▸ **Stored items**:
==*==
Issue #338, opened 2020-04-01
Bug: item keeps returning into queue


mark-rossiter:
Observed
======
The kanji item 'hills' (https://www.wanikani.com/radicals/hills) keeps returning into my Review queue every time I finish a review. Even if it is just this one item in the queue, I can go in and finish it and it will say it is 'enlightened' and still go back into the queue.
==*==
Scan the data above line by line. Please say how many lines hold the word "keeps", and give only that number.

2